The manifesto is strong on the need for improving the physical and human resource base of the country. It promises that the state will work closely with the private sector to build roads, bridges, ports and (presumably) improve the railway system. It also promises to increase the amount of electric power that is generated, especially by using the country’s enormous coal reserves — Thar coal, we are told, has 175 billion tonnes of reserves, enough to generate 100,000 MW of power for a hundred years. Exploiting this, along with renewable sources of energy will help to close the inequality of access that currently exists. The manifesto indicates that power shortage is causing a loss of $5 billion a year to the economy and a loss of a million jobs. This has also reduced export earnings by $2.5 billion. As much as 40 per cent of the population does not have access to electricity. Recognising that the provinces under the Eighteenth Amendment now have a lot of authority in economic matters, the party makes two interesting proposals. It will set up a wholesale market for energy, presumably one in which the energy-surplus provinces could sell to those who are in deficit. It also tackles the shortage of public funds for the building of needed infrastructure by allowing cities to raise capital from the market. Credit-worthy cities could sell infrastructure bonds to raise the amount needed for specific projects.
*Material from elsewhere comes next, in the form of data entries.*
Issue #192, opened 2019-01-10
Support JDBC based operations


Bongani:
It appears that the SAC is unable to track spark JDBC based operations. For example:

 `val prop = new java.util.Properties
prop.setProperty("driver", "com.mysql.jdbc.Driver")
prop.setProperty("user", "root")
prop.setProperty("password", "password")
val url = "jdbc:mysql://localhost:3306/test"
val table = "employee"
val df = spark.read.format("csv").option("header", "true").load("employee.csv")
df.write.mode("append").jdbc(url, table, prop)`

Which shows the below on Atlas. It seems to know where the input came from, but no information regarding the output.

![screenshot from 2019-01-10 11-24-13](https://user-images.githubusercontent.com/1842813/50962445-8b07bc00-14ca-11e9-8aec-9526d9828108.png)

Bongani:
I have been able to code the fix for this. Will do some testing and create a pull request once I'm done.

Bongani:
I have made a pull request for the issue. If someone could kindly please review it. Here is an image showing it works now. 
 
![screenshot from 2019-01-11 13-02-10](https://user-images.githubusercontent.com/1842813/51038730-4eb08a80-15b4-11e9-8281-c04d25445959.png)

PR #200, opened 2019-01-11
Support JDBC (RDBMS) based operations

Bongani:

The SAC plugin was unable to track JDBC based operations as it was unable to identify the output, as indicated [in the following issue](https://github.com/hortonworks-spark/spark-atlas-connector/issues/192). The changes added the logic to identify a JDBC based operation and handle it. Minor refactoring was also done. And some unit tests were added to increase code coverage. Cobertura plugin was used to identify what unit tests needed to be added.

## How was this patch tested?

Unit tests were added, as well as manual testing


Bongani:
Hi @dongjoon-hyun & @HeartSaVioR, is it possible for someone to review this pull request? I'm unable to assign anyone as a reviewer so possibly the reason the pull request has yet to be noticed.

dongjoon-hyun:
Hi, @Bongani . Thank you for making PR.
Could you remove `cobertura` stuff in this PR?
If you want, you can make another PR for that.

spark-atlas-connector/src/main/scala/com/hortonworks/spark/atlas/types/external.scala
```diff
@@ -144,6 +147,44 @@ object external {
...
+    s"${databaseName.toLowerCase}.${tableName.toLowerCase}"
+
+  /**
+   * Gets the database in use by the RDBMS JDBC
+   *
+   * @param url The URL used by a JDBC connector
+   * @return
+   */
+  private def getRdbmsDatabaseName(url: String): String =
+    url.substring(url.lastIndexOf("/") + 1)
```
HeartSaVioR: This is easy to be fragile. JDBC URL formats are different between DBMS, as well as even it has database as last part (one of example would be mysql) it allows adding properties which will be `?k1=v1&k2=v2&...` which will be included to database name here.

I don't mean we need to support all the DBMS JDBC URLs, but I would feel safer if we support at least MySQL (MariaDB)/PostgreSQL/Oracle/MS SQL Server. (I think we need to parse URL a bit and check which RDBMS the URL represents)

It's OK if we can't get database name safely from these list: then I think we end up with simply not supporting it (might be better to log some message as DEBUG or INFO level). Unlike others, we may need to have `Option[Seq[AtlasEntity]]` as return type of `rdbmsTableToEntity` because of this.

spark-atlas-connector/src/main/scala/com/hortonworks/spark/atlas/types/external.scala
```diff
@@ -144,6 +147,44 @@ object external {
     Seq(dbEntity)
   }
 
+  // ================ RDBMS based entities ======================
+  val RDBMS_TABLE = "rdbms_table"
```
HeartSaVioR: Maybe we could have RDBMS_DATABASE as well? Given that we are tracking DB for Spark/Hive table as well as NAMESPACE for HBase.

spark-atlas-connector/src/test/scala/com/hortonworks/spark/atlas/types/AtlasExternalEntityUtilsSuite.scala
```diff
@@ -124,5 +122,28 @@ class AtlasExternalEntityUtilsSuite extends FunSuite with Matchers with WithHive
     pathEntity.getAttribute(AtlasClient.REFERENCEABLE_ATTRIBUTE_NAME) should be (
       tempFile.toURI.toString)
   }
+
+  test("convert jdbc properties to rdbms entity") {
+    val tableName = "employee"
+    val rdbmsEntity = external.rdbmsTableToEntity("jdbc:mysql://localhost:3306/default", tableName)
```
HeartSaVioR: Let's have various JDBC URLs as test cases to make sure what we are supporting. Even better to add some dummy properties (if JDBC URL format of such DBMS supports it) to show we are properly extracting database name.

spark-atlas-connector/src/main/scala/com/hortonworks/spark/atlas/types/external.scala
Bongani: Thanks for pointing this out. I had a bit of look, [and if I'm reading this correctly](https://github.com/apache/spark/blob/670bc55f8d357a5cd894e290cc2834e952a7cfe0/sql/core/src/main/scala/org/apache/spark/sql/jdbc/JdbcDialects.scala#L223), Spark currently supports 
- DB2Dialect
- DerbyDialect
- MsSqlDialect
- MySQLDialect
- OracleDialect
- PostgresDialect
- TeradataDialect

I'll write up a function to parse this, that will support the following DBMS.

spark-atlas-connector/src/main/scala/com/hortonworks/spark/atlas/sql/CommandsHarvester.scala
```diff
@@ -458,6 +457,9 @@ object CommandsHarvester extends AtlasEntityUtils with Logging {
     private val RELATION_PROVIDER_CLASS_NAME =
       "org.apache.spark.sql.execution.datasources.hbase.DefaultSource"
 
+    private val JDBC_PROVIDER_CLASS_NAME =
```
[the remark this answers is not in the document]
Bongani: I'm having some difficulty in understanding what would be required for this comment. Can you link to an example where this has been done?

spark-atlas-connector/src/main/scala/com/hortonworks/spark/atlas/types/external.scala
Bongani: I tried doing this using rdbms_db, however during manual testing I would get an error from Atlas about the this was unknown entity. Have you experienced something similar before?

Bongani:
@HeartSaVioR I've completed the changes I was able to work on. If you could advise on the issues I had difficulty with.

spark-atlas-connector/src/main/scala/com/hortonworks/spark/atlas/sql/CommandsHarvester.scala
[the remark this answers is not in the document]
HeartSaVioR: I meant you can add a new object `JDBCEntities` and put your changes there, instead of adding JDBC related code to `HBaseEntities`. (So SHCEntities, HWCEntities, KafkaEntities are all of examples.) 

After then, you can add JDBCEntities into the pattern below: 

```
      case SHCEntities(shcEntities) => Seq(shcEntities)
      case HWCEntities(hwcEntities) => Seq(hwcEntities)
      case KafkaEntities(kafkaEntities) => kafkaEntities
      case JDBCEntities(jdbcEntities) => Seq(jdbcEntities)
```

spark-atlas-connector/src/main/scala/com/hortonworks/spark/atlas/types/external.scala
HeartSaVioR: Please ignore my comment. We can start with only table and add it when we need.

spark-atlas-connector/src/test/scala/com/hortonworks/spark/atlas/sql/InsertIntoRdbmsHarversterSuite.scala
```diff
@@ -0,0 +1,120 @@
...
+
+    val queryDetail = testHelperQueryListener.queryDetails.last
+    planProcessor.process(queryDetail)
+    val entities = atlasClient.createdEntities
+
+    // we're expecting one file system entities,for input file
+    val fsEntities = listAtlasEntitiesAsType(entities, external.FS_PATH_TYPE_STRING)
+    assert(fsEntities.size === 1)
+
+    val tableEntity: AtlasEntity = getOnlyOneEntity(entities, "rdbms_table")
```
HeartSaVioR: Let's use `external.RDBMS_TABLE`

spark-atlas-connector/src/test/scala/com/hortonworks/spark/atlas/sql/InsertIntoRdbmsHarversterSuite.scala
```diff
@@ -0,0 +1,120 @@
...
+    assertTableEntity(tableEntity, databaseName + "." + tableName)
+
+    // check for 'spark_process'
+    val processEntity = getOnlyOneEntity(entities, metadata.PROCESS_TYPE_STRING)
+
+    val inputs = getSeqAtlasEntityAttribute(processEntity, "inputs")
+    val outputs = getSeqAtlasEntityAttribute(processEntity, "outputs")
+    val input = getOnlyOneEntity(inputs, external.FS_PATH_TYPE_STRING)
+    val output = getOnlyOneEntity(outputs, "rdbms_table")
```
HeartSaVioR: Same here.

spark-atlas-connector/src/main/scala/com/hortonworks/spark/atlas/utils/JdbcUtils.scala
```diff
@@ -0,0 +1,130 @@
...
+    case url if url.startsWith(TERADATA_PREFIX) => getDatabaseNameTeradataFormat(url)
+    case _ =>
+      logWarn(s"Unsupported JDBC driver for url: $url")
+      ""
+  }
+
+  /**
+   * Retrieves database name where in hose:port/dbname format
+   *
+   * @param url
```
HeartSaVioR: I'd rather remove annotations if we don't explain them.

spark-atlas-connector/src/main/scala/com/hortonworks/spark/atlas/utils/JdbcUtils.scala
```diff
@@ -0,0 +1,130 @@
...
+    val parsedUrl = url.substring(url.lastIndexOf("/") + 1)
+    if (parsedUrl.contains("?")) {
+      return parsedUrl.substring(0, parsedUrl.indexOf("?"))
+    }
+
+    parsedUrl
+  }
+
+  /**
+   * Retrieves the database name based on Teradata format
```
HeartSaVioR: Teradata -> Derby

Bongani:
@HeartSaVioR I've done the requested changes. I also updated the acceptance test scenario, as I noticed I was only testing for the scenario for using a jdbc driver for output and not input from DBMS source.

dongjoon-hyun:
Hi, @Bongani .
Your first contribution (#204) is merged, could you do the followings for this PR and your future contribution?
1. Create an issue about this.
2. Update the title of this PR by using the issue ID like `[SAC-XXX]` (please refer your first commit).
3. Update the PR description with screenshot of S3.

Bongani:
> Hi, @Bongani .
> Your first contribution (#204) is merged, could you do the followings for this PR and your future contribution?
> 
> 1. Create an issue about this.
> 2. Update the title of this PR by using the issue ID like `[SAC-XXX]` (please refer your first commit).
> 3. Update the PR description with Atlas screenshot.

@dongjoon-hyun Thanks on the advice on what needs to be done for future PRs. I have done the changes you have suggested.

spark-atlas-connector/src/test/scala/com/hortonworks/spark/atlas/sql/InsertIntoRdbmsHarversterSuite.scala
```diff
@@ -0,0 +1,97 @@
...
+    val queryDetail = testHelperQueryListener.queryDetails.last
+    planProcessor.process(queryDetail)
+    val entities = atlasClient.createdEntities
+
+    // we're expecting two table entities:
+    // one from the source table and another from the sink table
+    val tableEntities = listAtlasEntitiesAsType(entities, external.RDBMS_TABLE)
+    assert(tableEntities.size === 2)
+
+    val inputEntity = getOneEntityOnAttribute(tableEntities, "name", sourceTableName)
```
HeartSaVioR: Could we add verification for table entity's attributes, like `qualifiedName` and `database`?

spark-atlas-connector/src/main/scala/com/hortonworks/spark/atlas/types/external.scala
```diff
@@ -31,14 +30,16 @@ import org.apache.hadoop.fs.Path
...
-
 import com.hortonworks.spark.atlas.{AtlasClient, AtlasUtils}
-import com.hortonworks.spark.atlas.utils.SparkUtils
+import com.hortonworks.spark.atlas.utils.{JdbcUtils, SparkUtils}
 import com.hortonworks.spark.atlas.sql.streaming.KafkaTopicInformation
 
 
 object external {
   // External metadata types used to link with external entities
+  val QUALIFIED_NAME_KEY = "qualifiedName"
```
HeartSaVioR: These keys are not only used for external, but also used for all entities. 

Maybe we would want to apply changing them to constant for all entities, but then code diff will mix up with two different things. 

I feel we can do the refactor from another PR. Until then, could we leave them as is were?

Bongani:
Hi @HeartSaVioR , I've applied the changes which you have requested. Please have a look again.

HeartSaVioR:
@Bongani 
FYI: Please raise a PR against `atlas-1.1` branch when you intended to target the patch to be compatible with Spark 2.3. It's OK if you just wanted to make it happen with Spark 2.4.

Bongani:
@HeartSaVioR Thanks for the information. For now I am targeting Spark 2.4.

This brings me back to the conversation I had with soon-to-be-elected President Lula. The job of financing the programme he was promising to deliver to his people would be worked out by the economists on his team. The PML-N manifesto team had plenty of experienced people who helped draft the programme. Two former finance ministers and one former planning minister were called upon to develop the proposals in the manifesto. It would have helped if the entire programme had been costed out and the way for finding the needed resources more clearly spelt out.
The promise to increase the tax-to-GDP ratio by more than one percentage point a year and reach 15 per cent by 2018 and to increase the Public Sector Development Programme so that more gets invested in education and health will need more money coming into the state’s coffers. But how will that happen? The party promises full documentation of all transactions that take place. It should have promised that in achieving this objective, it will not succumb to the political pressure of small shop-keepers who are part of its constituency. It has promised not to raise the incidence of taxation but not to spare any sector from being taxed. Does this mean that incomes from agriculture will pay the same amount as tax as the incomes from other parts of the economy? It would have helped if such a promise had been made explicitly in the manifesto. What about a value-added tax? The manifesto promises that a uniform sales tax will be levied. Is that a veiled reference to a value-added tax? To rephrase an old dictum: the intentions are good but the proof will be in their implementation.
Published in The Express Tribune, April 15th, 2013.